À medida que conhecemos a nós mesmos e a todos os demais, como sendo de descendência espiritual, nunca olhamos para o corpo, mas diretamente para os olhos, até poder ver por trás deles, além do homem mortal, além do homem jovem ou velho, doente ou sadio, onde está entronizado o Cristo

O homem visível, quer doente, quer sadio, não é o homem – Cristo, o Eu espiritual daquele homem, não está sujeito às leis da carne, nem mesmo da carne harmoniosa, mas está sujeito apenas ao Cristo.

Logo que alguém chega do fundo de tais cogitações ou contemplações, senta-se num estado de quietude e de pacífica receptividade, no qual nenhum pensamento se introduz. Nesse estado de consciência, O Cristo curador se manifesta, inundando a consciência de paz e tranquilidade. É uma “paz”, um “estar quieto” espirituais, e disso emana a Graça curadora que nos envolve e aos nossos pacientes; e então a harmonia se torna algo aparente, uma experiência tangível. 

Em nossa meditação podemos começar tendo na mente uma pessoa doente, ou pecadora, ou pobre, mas não podemos nos levantar até que, por intermédio da realização, tenhamos atingido o lugar onde não há homem doente ou sadio, rico ou pobre, puro ou pecador; não há pessoa doente para ser curada ou pessoa saudável de quem nos regozijamos: há somente Deus – só Deus na aparência de Pai e Deus na aparência de Filho. Estará então completa a nossa prece, e com ela virá a convicção: “É isso”. 

Enquanto conhecermos a verdade – pensando, falando, declarando a verdade – estaremos no reino mental. De fato, podemos estar pensando nas coisas do espírito, mas estamos pensando com a mente e, provavelmente, não ocorrerá nenhuma cura.
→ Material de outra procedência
PR #250, opened 2019-09-26
Remove JS errors beta mentions

wesoudshoorn:
Fixes https://github.com/appsignal/appsignal-server/issues/4837

### DIFF
--- a/source/front-end/sourcemaps.html.md.erb
+++ b/source/front-end/sourcemaps.html.md.erb
@@ -1,5 +1,5 @@
 ---
-title: "Sourcemaps"
+title: "Sourcemaps <sup>Beta</sup>"
 ---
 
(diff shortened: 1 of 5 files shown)


source/front-end/sourcemaps.html.md.erb
```diff
@@ -1,14 +1,7 @@
 ---
-title: "Sourcemaps <sup>beta</sup>"
```
xadamy: Sourcemaps is going to remain in beta for the time being, can you confirm @matsimitsu ?

matsimitsu: Yes, we haven't had many successful usages of this. Out of beta, to me, implies it works well, which we currently don't know yet.

wesoudshoorn: It's back in beta!

PR #254, opened 2019-10-14
🚨New brand fixes, update header

wesoudshoorn:
**🚨Only merge after the https://appsignal.com/javascript/ landing page is live 🚨**

# Description
- Updates YAML files for navigation text
- Update new icons
- Add JS files


source/_header.html.haml
```diff
@@ -1,7 +1,7 @@
 %header.mod-header
```
jvanbaarsen: @wesoudshoorn What is the reason we are changing all the `"` into `'`?

wesoudshoorn: I copy paste this from the appsignal server project. Just changed the URLs to make it work here, this is the easiest way to keep the header in sync.

jvanbaarsen: @wesoudshoorn Ok, let's roll with it then :-) Reason I asked is that our codestyle is `"`, but I can see why in this case we don't use it 👍

PR #256, opened 2019-10-15
Breadcrumbs docs

### LINKED ISSUE #249: Add documentation for breadcrumbs
We currently have no documentation for the breadcrumbs feature, so this will need to be added before launch.

@matsimitsu Just checking to ensure I'm understanding how the fields should be used:

`action` = UI | Network | Navigation | Console
`message` = “The user clicked a button” | “HTTP 500 from http://blablabla.com” | “The user pressed back” | “A console.log message”

`metadata` = key/value metadata in <string, string> format

Does this seem okay to you?

xadamy:
Adds documentation for the breadcrumbs feature. Closes #249.


source/front-end/breadcrumbs.html.md
```diff
@@ -0,0 +1,39 @@
...
+import Appsignal from "@appsignal/javascript"
+
+const appsignal = new Appsignal({ 
+  key: "YOUR FRONTEND API KEY"
+})
+
+appsignal.addBreadcrumb({
+  category: "", // e.g. "UI", "Network", "Navigation", "Console"
+  action: "", // e.g "The user clicked a button", "HTTP 500 from http://blablabla.com"
+  metadata: {} // key/value metadata in <string, string> format
```
matsimitsu: maybe add the `message` param as well?

xadamy: @matsimitsu I thought we had dropped this in favour of the `action` or `category` field? Can you confirm?

matsimitsu: No message is still there, you can use either/and message and metadata.Message is for long stuff and metadata for key/value things (or at least that's how it's implemented in the view):)

xadamy: > you can use either/and message and metadata

So you mean you can use either `message` or `metadata`, and both at the same time?

matsimitsu: Correct!

xadamy: Thanks! 👍

source/front-end/breadcrumbs.html.md
```diff
@@ -0,0 +1,52 @@
...
+|  metadata  |  Object<string, string>  |  (optional) An object of metadata related to the event  |
+
+## Plugins
+
+There are a number of [plugins](#plugins) available to enable automatic collection of breadcrumbs, and more will be added as time goes on:
+
+- [`@appsignal/plugin-breadcrumbs-console`](https://github.com/appsignal/appsignal-javascript/tree/develop/packages/plugin-breadcrumbs-console)
+- [`@appsignal/plugin-breadcrumbs-network`](https://github.com/appsignal/appsignal-javascript/tree/develop/packages/plugin-breadcrumbs-network)
+
+Have a good idea for a breadcrumbs plugin?
```
matsimitsu: I feel like this sentence isn't finished yet :)

source/front-end/breadcrumbs.html.md
```diff
@@ -29,9 +33,18 @@ appsignal.addBreadcrumb({
...
+| ------ | ------ | ----- |
+|  category  |  String  |  Category to label the event under  |
+|  action  |  String  |  Contextual information related to the event  |
+|  message  |  String  |  (optional) A log message or other string to send to AppSignal  |
+|  metadata  |  Object<string, string>  |  (optional) An object of metadata related to the event  |
+
 ## Plugins
 
-There are a number of plugins available to enable automatic collection of breadcrumbs, and more will be added as time goes on:
+There are a number of [plugins](#plugins) available to enable automatic collection of breadcrumbs, and more will be added as time goes on:
```
wesoudshoorn: All our headings get automagic links, so the heading above should already be linkable through `#plugins`. Think we can remove this inline anchor?

source/front-end/breadcrumbs.html.md
xadamy: Indeed, fixed!

Issue #1028, opened 2025-05-20
Protocol needs a better way to support applications that use dynamic sized groups


suhasHere:
Currently,  if the group sizes are not static or not small sized or  not known in advance and if subscriber wants to join a mid group the only option available is to fetch the entire group from the beginning of the group 
 
 This has limitation that the data needs to available in the caches to be useful , the more longer the group duration is, the lesser chances are to find them in the cache. Otoh, if the caches are too deep, it will be hard to sync up to live edge in time, especially when dealing with realtime sessions.

afrind:
> join a mid group the only option available is to fetch the entire group from the beginning of the group

Isn't the the intentional design choice of MoQT, since it defines groups as the join points?  It sounds like the application you describe is using groups to denote something else. Can you give more detail on how such an application is leveraging groups, and why they can't be shorter to allow easier joining?

> I have a rough proposal on how to address the above issue and can propose the same

Please share here or on the list?

suhasHere:
thanks @afrind and @gloinul .. I now see my wordings were not clear. 

I was referring to conferencing use-cases where something like FIR request will trigger publishers to trigger a new i-frame . This is because in conferencing applications GOPs are not of static size and IDRs are generated only on request.  This is done so not to clobber network with IDRs, unless it is needed especially when publishing multiple streams.  

When applied within the MOQ context and when having long lived groups, subscribers joining will not always be able to get all the data from cache ( say subscriber joining around 30s  or later into a meeting). Also Subscribers can't predict when a new GOP will be generated either. 

The proposal here is to add equivalent of FIR but working for MOQ

ianswett:
The use case you're expressing is one we want to support, but I don't think it should require changes to MoQ Transport.

I believe you could create a track for only these FIR frames and use SUBSCRIBE and/or FETCH to get the most recent one when joining.  That avoids these i-frames being sent to everyone.

suhasHere:
@ianswett  I did think about using fetch, it may work just fine. 

 I had few follow up questions to get your thoughts

- The most recent FIR may not be in the cache &
- We need a way to trigger original publisher to start a new group

afrind:
> We need a way to trigger original publisher to start a new group

Can you use the PUBLISHcoming back from the relay in response to a SUBSCRIBE_ANNOUNCES as a signal?  eg:

Alice joins first:

C->R: SUBSCRIBE_ANNOUNCES(meeting id)
[...]

PR #1031, opened 2025-05-24
Add Group Sync message to trigger a new group from the Publisher

suhasHere:
Addresses #1028 

Love to gather feedback on the proposal. The proposal attempts to keep these highlevel goals in mind

 - Keep signaling minimal to trigger the action of generating the new group
 - Leverage MoQ Relay's ability to aggregate requests and reusing caching
 - Keep demand on publishers to minimum when multiple subscribers need similar functionality

This message addresses subscriber rejoins, mid group joins and conferencing feature of speaker changes which is a pretty common flow and a generic way for subscribers to trigger a new sync point.

### DIFF
--- a/draft-ietf-moq-transport.md
+++ b/draft-ietf-moq-transport.md
@@ -1606,6 +1606,13 @@ stream. Once Objects have expired from cache, their state becomes unknown, and
 a relay that handles a downstream request that includes those Objects
 re-requests them.
 
+#### DYNAMIC GROUPS Parameter {#dynamic-groups}
+
+The DYNAMIC_GROUPS is Original Publisher only parameter (parameter type 0x20) and MAY appear
+in PUBLISH or SUBSCRIBE_OK.  Values larger than 1 are a Protocol Violation.  When the value is
+1, it indicates that the subscriber can send a NEW_GROUP messsage to request a
+new synchronization point for the track.
+
 ## CLIENT_SETUP and SERVER_SETUP {#message-setup}
 
 The `CLIENT_SETUP` and `SERVER_SETUP` messages are the first messages exchanged
@@ -3121,20 +3128,24 @@ UNSUBSCRIBE_ANNOUNCES Message {
 ## NEW GROUP  {#message-new-group}
 
 Subscribers issue a NEW_GROUP message to request a new synchronization point
-(new Group) from the publisher. This message is sent after a subscription to a
+(new Group) from original publisher. This message is sent after a subscription to a
 track has been successfully established. The NEW_GROUP message identifies the
-Largest Group observed by the subscriber in the track and requests the publisher
-to publish a new Group with a GroupID greater than the one specified in the
-message.
+Largest Group observed by the subscriber in the track and requests the
+original publisher to publish a new Group with a GroupID greater than the
+one specified in the message.
 
 Relay publishers MUST aggregate NEW_GROUP messages if the Largest Group in
 the request is less than or equal to the Largest Group in the NEW_GROUP
 message issued upstream. Otherwise, the relay publisher MUST issue a new
 upstream NEW_GROUP message.
 
-Original publishers MUST create and publish a new group in the requested track
-if no Group with a GroupID greater than or equal to the one specified in the
-most recent NEW_GROUP message has been published.
+Original Publishers that supports NEW_GROUP (via DYNAMIC_GROUPS parameter) MUST
+create and publish a new group in the requested track if no Group with GroupID
+larger than or equal to the one specified in the most recent NEW_GROUP message
+has been published. Original Publisher(s) MAY delay to generate such a group
+subject to implementation specific concerns, for example, acheiving a minimum
+duration for each Group. The Original Publisher chooses the next Group ID; there
+are no requirements that it be equal to the Group ID in the NEW_GROUP message.
 
 ~~~
 NEW_GROUP Message {
@@ -3158,7 +3169,7 @@ Parameters (..) ...,
 * Largest Group: The largest observed group in the track (either in
 SUBSCRIBE_OK or TRACK_STATUS_OK or SUBSCRIBE_UPDATE_OK).
 
-* Parameters: The parameters are d
+* Parameters: The parameters as defined in {{version-specific-params}}.
 
 # Data Streams and Datagrams {#data-streams}
 


draft-ietf-moq-transport.md
```diff
@@ -2834,6 +2836,48 @@ UNSUBSCRIBE_ANNOUNCES Message {
...
 
 
+## GROUP SYNC {#message-group-sync}
+
+Subscribers issue a GROUP_SYNC message to request a new synchronization point
+(new Group) from the publisher. This message is sent after a subscription to a
+track has been successfully established. The GROUP_SYNC message identifies the
+Largest Group observed by the subscriber in the track and requests the publisher
+to publish a new Group with a GroupID greater than the one specified in the
+message.
```
gwendalsimon, line 2846: Is it a fork, i.e., the "new groupID" contains a series of new objects that are created specifically for this subscriber, in parallel of the actual track? We will need to "reconcile" (or merge) the forks eventually, otherwise we will have tons of parallel encoding and delivery processes.

It may be quite confusing for the Relay who receives, for the same track, group with groupID=n (regular subscribers), groupID=n+1 (subscribers who have issues 1 GROUP_SYNC), ... and groupID=n+X (for those who have issued X GROUP_SYNC). Should it require an additional flag in the object to allow the Relay to identify which object is the regular one (the reference for new subscribers).

Each Publisher (the original one and the Relays) must store, for each subscriber, an "individual_groupID" and an "individual_objectID" (plus some extra info probably) and may make some processing at every object to compute the actual numbers. Do we plan to define a normative behavior for the Relay?

draft-ietf-moq-transport.md
```diff
@@ -2834,6 +2836,48 @@ UNSUBSCRIBE_ANNOUNCES Message {
 * Track Namespace Prefix: As defined in {{message-subscribe-ns}}.
 
 
+## GROUP SYNC {#message-group-sync}
```
wilaw, line 2839: NEW_GROUP would be a better name than GROUP SYNC.

draft-ietf-moq-transport.md
```diff
@@ -2834,6 +2836,48 @@ UNSUBSCRIBE_ANNOUNCES Message {
...
+
+Subscribers issue a GROUP_SYNC message to request a new synchronization point
+(new Group) from the publisher. This message is sent after a subscription to a
+track has been successfully established. The GROUP_SYNC message identifies the
+Largest Group observed by the subscriber in the track and requests the publisher
+to publish a new Group with a GroupID greater than the one specified in the
```
wilaw, line 2845: > The GROUP_SYNC message identifies the
Largest Group observed by the subscriber in the track and requests the publisher
to publish a new Group with a GroupID greater than the one specified 

Is that necessary? The publisher already knows the state of the stream and in fact may know about later groups which the subscriber does not know about. It would seem sufficient that the subscriber just has to ask for a new Group to be inserted and the original publisher can do the rest.

draft-ietf-moq-transport.md
```diff
@@ -2834,6 +2836,48 @@ UNSUBSCRIBE_ANNOUNCES Message {
...
+message.
+
+Relay publishers MUST aggregate GROUP_SYNC messages if the Largest Group in
+the request is less than or equal to the Largest Group in the GROUP_SYNC
+message issued upstream. Otherwise, the relay publisher MUST issue a new
+upstream GROUP_SYNC message.
+
+Original publishers MUST create and publish a new group in the requested track
+if no Group with a GroupID greater than or equal to the one specified in the
+most recent GROUP_SYNC message has been published.
```
wilaw, line 2855: What happens if the original publisher receives 3 GROUP_SYNC  messages 10 ms apart. Is it really going to insert keyframes that close to each other? It seems there should be some language that the publisher may choose to not insert a group if it is too close to a prior group.

wilaw (commented):
I'd like the name to be more closey aligned to the action. Better candidates would be

INSERT_NEW_GROUP
NEW_GROUP_REQUEST
NEW_GROUP

I also support Alan's suggestion of perhaps just extending SUBSCRIBE_UPDATE to add this utility.

draft-ietf-moq-transport.md
suhasHere: agreed. I can update it so in my next edits

suhasHere:
> I'd like the name to be more closey aligned to the action. Better candidates would be
> 
> INSERT_NEW_GROUP NEW_GROUP_REQUEST NEW_GROUP
> 
> I also support Alan's suggestion of perhaps just extending SUBSCRIBE_UPDATE to add this utility.

I did explore the idea of extending SUBSCRIBE_UPDATE to add this functionality ,  but ended up choosing this option since the aggregation rules are different and didn't want to have 2 different rules for the same message based on the fields.  We can definitely explore that route as well and I can take a stab at redoing it

draft-ietf-moq-transport.md
```diff
@@ -2834,6 +2836,48 @@ UNSUBSCRIBE_ANNOUNCES Message {
...
+## GROUP SYNC {#message-group-sync}
+
+Subscribers issue a GROUP_SYNC message to request a new synchronization point
+(new Group) from the publisher. This message is sent after a subscription to a
+track has been successfully established. The GROUP_SYNC message identifies the
+Largest Group observed by the subscriber in the track and requests the publisher
+to publish a new Group with a GroupID greater than the one specified in the
+message.
+
+Relay publishers MUST aggregate GROUP_SYNC messages if the Largest Group in
```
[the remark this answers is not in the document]
gloinul: I assume that this is to prevent feedback implosion. So if a relay has already sent a NEW_GROUP message upstream with a largest group value equal or larger than what is in the request it will take no upstream affect. I think what might also need to be clearer is that if the relay already have started publishing on the track a group ID larger than the requested then it can also ignore this request.

draft-ietf-moq-transport.md
gloinul: Agreed this is another effect it needs to consider. The RTP FIR mechanism (RFC 5104)[https://www.rfc-editor.org/rfc/rfc5104.html#section-3.5.1] do discuss the need to supress additional request arriving shortly after having acted on a previous request. So I think some text on this is needed.

suhasHere:
I t

> I think another aspect that is missing in here is that the usage of a mechanism to trigger a new group is highly use case dependent. Please consider if this should have some capability negotiation or indication that usage of this is allowed from the publishers perspective. To me a live streaming service that runs on periodic refresh points and targets large groups will not care about NEW_GROUP messages, so there are no point in sending them. And that should possibly be made clear already when subscribing to the track/name space.

Good point Magnus. The way I was thinking is the applications know if they are using static GOPs vs Dynamic GOPs  and sending NewGroup was the former might not be much help (it is wasteful) and such applications don't send them.

draft-ietf-moq-transport.md
suhasHere: Agreed.  We can add a recommendation to that effect

draft-ietf-moq-transport.md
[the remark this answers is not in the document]
suhasHere: Yes, the main idea is to avoid IDR flooding.   My deck below does cover the flow. capturing above recommendations and agree we should clarify that.

https://docs.google.com/presentation/d/1TkfMi22rfUbiNuAg7xrKDteZ7ZUP6OGzmjLwqZR-pPk/edit?usp=sharing does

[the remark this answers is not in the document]
suhasHere: > Can you elaborate what you mean by aggregate here? Do you mean ignore?

yes ignore for the current inflight requests.

draft-ietf-moq-transport.md
```diff
@@ -2834,6 +2836,48 @@ UNSUBSCRIBE_ANNOUNCES Message {
...
+
+* Request ID: See {{request-id}}.
+
+* Track Namespace: Identifies a track's namespace as defined in
+({{track-name}})
+
+* Track Name: Identifies the track name as defined in ({{track-name}}).
+
+* Largest Group: The largest observed group in the track (either in
+SUBSCRIBE_OK or TRACK_STATUS_OK or SUBSCRIBE_UPDATE_OK).
```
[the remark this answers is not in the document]
suhasHere: good point. I don't see why it cannot happen. I can clarify that.

draft-ietf-moq-transport.md
```diff
@@ -2834,6 +2836,48 @@ UNSUBSCRIBE_ANNOUNCES Message {
 * Track Namespace Prefix: As defined in {{message-subscribe-ns}}.
 
 
+## GROUP SYNC {#message-group-sync}
+
+Subscribers issue a GROUP_SYNC message to request a new synchronization point
```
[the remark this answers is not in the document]
suhasHere: @gwendalsimon  that's right.

draft-ietf-moq-transport.md
suhasHere: > Is it a fork, i.e., the "new groupID" contains a series of new objects that are created specifically for this subscriber, in parallel of the actual track?

Its not a fork. It is the Original Publisher starting a new group for the track and all the subscribers see the effect.

draft-ietf-moq-transport.md
suhasHere: @wilaw having the group included will allow relays to decide when not to send upstream requests.

fluffy:
Suggestion in WG call to think about:

Could this be done in an subscribe update
Do in different level

draft-ietf-moq-transport.md
```diff
@@ -3116,6 +3125,52 @@ UNSUBSCRIBE_ANNOUNCES Message {
...
 
 
+## NEW GROUP  {#message-new-group}
+
+Subscribers issue a NEW_GROUP message to request a new synchronization point
+(new Group) from original publisher. This message is sent after a subscription to a
+track has been successfully established. The NEW_GROUP message identifies the
+Largest Group observed by the subscriber in the track and requests the
+original publisher to publish a new Group with a GroupID greater than the
+one specified in the message.
```
afrind, line 3135: What value do you send in NEW_GROUP if you have observed no objects: eg a track with content-exists=0.

draft-ietf-moq-transport.md
```diff
@@ -3116,6 +3125,52 @@ UNSUBSCRIBE_ANNOUNCES Message {
 * Track Namespace Prefix: As defined in {{message-subscribe-ns}}.
 
 
+## NEW GROUP  {#message-new-group}
+
+Subscribers issue a NEW_GROUP message to request a new synchronization point
+(new Group) from original publisher. This message is sent after a subscription to a
+track has been successfully established. The NEW_GROUP message identifies the
```
afrind, line 3132: > successfully established

What if you want to indicate to the publisher a new group request along with the initial subscribe (eg pipelined)?

draft-ietf-moq-transport.md
```diff
@@ -3116,6 +3125,52 @@ UNSUBSCRIBE_ANNOUNCES Message {
...
+Largest Group observed by the subscriber in the track and requests the
+original publisher to publish a new Group with a GroupID greater than the
+one specified in the message.
+
+Relay publishers MUST aggregate NEW_GROUP messages if the Largest Group in
```
afrind, line 3137: > aggregate

I don't think aggregate is totally clear, maybe discard or ignore?

draft-ietf-moq-transport.md
```diff
@@ -3116,6 +3125,52 @@ UNSUBSCRIBE_ANNOUNCES Message {
...
+the request is less than or equal to the Largest Group in the NEW_GROUP
+message issued upstream. Otherwise, the relay publisher MUST issue a new
```
afrind, line 3139: > the Largest Group in the request is less than or equal to the Largest Group in the NEW_GROUP message issued upstream. 

I think I know what you mean but the text is unclear.  I think you want to condition the behavior on the relay having one (or more?) outstanding NEW_GROUP to the relay - something like:

If the relay has an outstanding NEW_GROUP request upstream it MUST ignore any incoming NEW_GROUP request with a value less than or equal to the outstanding request's value.

draft-ietf-moq-transport.md
```diff
@@ -3116,6 +3125,52 @@ UNSUBSCRIBE_ANNOUNCES Message {
...
+upstream NEW_GROUP message.
+
+Original Publishers that supports NEW_GROUP (via DYNAMIC_GROUPS parameter) MUST
+create and publish a new group in the requested track if no Group with GroupID
+larger than or equal to the one specified in the most recent NEW_GROUP message
```
afrind, line 3144: What is the use case for allowing more than one request at a time in the same session?  The publisher is likely to process requests as they arrive, rather than parse a bunch and mint the new group with the largest ID.

draft-ietf-moq-transport.md
suhasHere: One typically wouldn't send a new_group if track has not started. 

OTOH , if any new_group arrives at the relay for track that hasn't started , it will be a no-op ?

afrind:
In the virtual interim, folks agreed that #1060 was preferable to this, though we are also exploring a generic "FEEDBACK" message that would look like somewhat like this message.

Se ocorrer alguma cura, em alguns casos, ocorrerá pela argumentação mental e não será uma cura espiritual e sim mental, pelo efeito da sugestão, um frutificar daquela prática que nos diz “você está bem” ou “você é perfeito” ou “Deus fará isso em você”; e a mente aceita a sugestão e a ela responde. O que não é uma cura espiritual, pois o paciente meramente aceita a sugestão de outra mente.

No Caminho Infinito, não fazemos sugestões; nunca usamos a palavra tu (ou você) num tratamento; nunca usamos o nome do paciente e nem mencionamos o nome da doença, da queixa ou da condição em tratamento, e nem deixamos a pessoa introduzir-se em nosso pensamento depois de ela ter pedido ajuda. Não dividimos aquilo que é UNO - a TOTALIDADE.

Quando estamos em contemplação, não focalizamos o paciente, e sim Deus e as coisas de Deus que conhecemos, ou as leis de Deus que compreendemos ou de que tenhamos lido e tentamos agora realizar.  

Nós não esperamos a cura por qualquer coisas dessas, porque não podemos trazer à luz o filho de Deus do segundo capítulo do Gênesis, de onde só sai Adão, o homem de carne. 

O único modo pelo qual esse homem de carne pode ser devolvido para o Éden é a sua harmonia espiritual normal, não pensando a respeito dela, mas entrando naquele estado de silêncio que não reconhece o bem e o mal. 

Quando não temos desejos, não temos mais desejos do bem que do mal, e somos então puros o bastante para estar no Jardim do Éden, que é sem desejos. Não é um estado de desejar o bem, mas de puro contentamento com o ser, e apenas um estado de Contemplação da Perfeição Divina Onipresente.